Copyright © 2018 The Cardinal Newman Society. Permission to reprint without modification to text, with attribution to author and to The Cardinal Newman Society, and (if published online) hyperlinked to the article on the Newman Society’s website. The views expressed herein are those of the author and not necessarily those of The Cardinal Newman Society.
For many years I have spent several weekends every summer at homeschool conferences, up and down the length of the United States, each of which is organized by IHM Conferences. This year has been no exception. I have already given talks this summer at Catholic homeschooling conferences in Tampa and Dayton, and I spoke on June 22nd and 23rd at the IHM national homeschooling conference in Fredericksburg, Virginia. In addition, I was honoured to give the commencement addresses for the graduating class of 2018 at two prominent Catholic homeschool providers, Aquinas Learning, based in Manassas, Virginia, and Kolbe Academy, based in Napa, California.
During conversations with some of the graduating seniors at the Kolbe Academy’s graduation ceremony, which was held in Atlanta, I was struck by how many of them were planning to attend Newman Guide colleges this coming fall. It dawned on me, as I spoke with these inspiring young people, that Catholic homeschools are effectively becoming college prep schools for those bona fide Catholic colleges which qualify for inclusion in the Newman Guide. With this thought in mind, I asked Everett Buyarski, Kolbe’s Director of Academic Services, if he had any data with respect to the proportion of Kolbe students choosing Newman Guide colleges. The figures he provided are fascinating and encouraging.

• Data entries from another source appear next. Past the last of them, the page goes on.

PR #1136, opened 2024-08-16
Abstract proof trace writer at event level

theo25:
This PR refactors the proof trace writer to be abstract at the event generation level, rather than the byte stream level. We do this in order to be able to use alternative ways of communicating the proof hints that do not require writing the trace to a file, such as triggering of callback invocations.

The PR can be reviewed commit by commit:
- the 1st commit removes an unused flag from main.ll
- the 2nd commit adds the new abstract `proof_trace_writer` and a subclass that writes in a file as before.
- the 3rd commit removes the old `proof_trace_writer` that operated at the level of writing byte streams.


dwightguth (commented):
I'm having trouble tracking all of these changes, but the high level signature of proof_trace_writer looks good, the tests pass, and you seem happy with it as a stepping stone towards the callbacks, so I don't have any comments. I will let Roberto approve, though. I want another set of eyes on it.

runtime/util/ConfigurationSerializer.cpp
```diff
@@ -665,6 +659,77 @@ void write_string_to_proof_trace(void *proof_writer, char const *str) {
       ->write_null_terminated_string(str);
 }
 
+void serialize_configuration_to_proof_trace(
+    FILE *file, block *subject, uint32_t sort) {
```
Robertorosmaninho, line 638: Is this `FILE *file` right?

Of the students who attended the live graduation, 53 percent will be attending Newman Guide colleges in 2018, including Ave Maria University, Belmont Abbey College, Benedictine College, Thomas More College of the Liberal Arts, University of Dallas, and University of Mary. Although the figures are not quite as impressive for the entire graduating class, most of whom did not attend the live commencement, it’s still encouraging that close to a third of Kolbe’s college-bound students chose to attend a Newman Guide college or university.
Seton Home Study School, the largest of the Catholic homeschool providers, does not keep a definitive record of the colleges their graduates attend. It is known, however, that many do attend Newman Guide colleges. Admissions officers at these colleges are very aware that a high percentage of their freshman classes are students from Seton, Kolbe or other Catholic homeschool providers.
Considering the connection between homeschooling and good Catholic colleges, it can be seen that the success of the latter depends to a considerable degree on the fortunes of the former. Since this is so, it is heartening that the number of Catholic families choosing to homeschool is continuing to grow. Seton Home Study School has seen a healthy 18 percent increase in the size of its graduating class over the past four years.
As for what the future might hold, I am encouraged by the words of one of this year’s Kolbe graduates, Charlie Mihaliak, in the address he gave to his fellow graduates at the Kolbe Academy commencement ceremony:
Over the last decade or so, our culture has both embraced and demonized the idea of a “millennial”… a genus of humans whose endless search for purpose is both an excuse for mediocrity and a reason for immorality. With the millennials reaching the end of their reign, the world is preparing for the new generation, Generation Z.
The Class of 2018 is, for the most part, composed of individuals born in the year 2000…. For better or worse, the individuals graduating today will affect change and, thanks to Kolbe, we know what this change must be; our mission is to know, love, and serve our Creator and, in doing so, spread His message to all of humanity.
It has perhaps never been more challenging to be a Catholic in our society and, we could argue, never been more important. However, we too have power—through our faith—and the tools with which we can spread the gospel and evangelize have never been more potent. It is our duty, honor, and privilege to commence this work.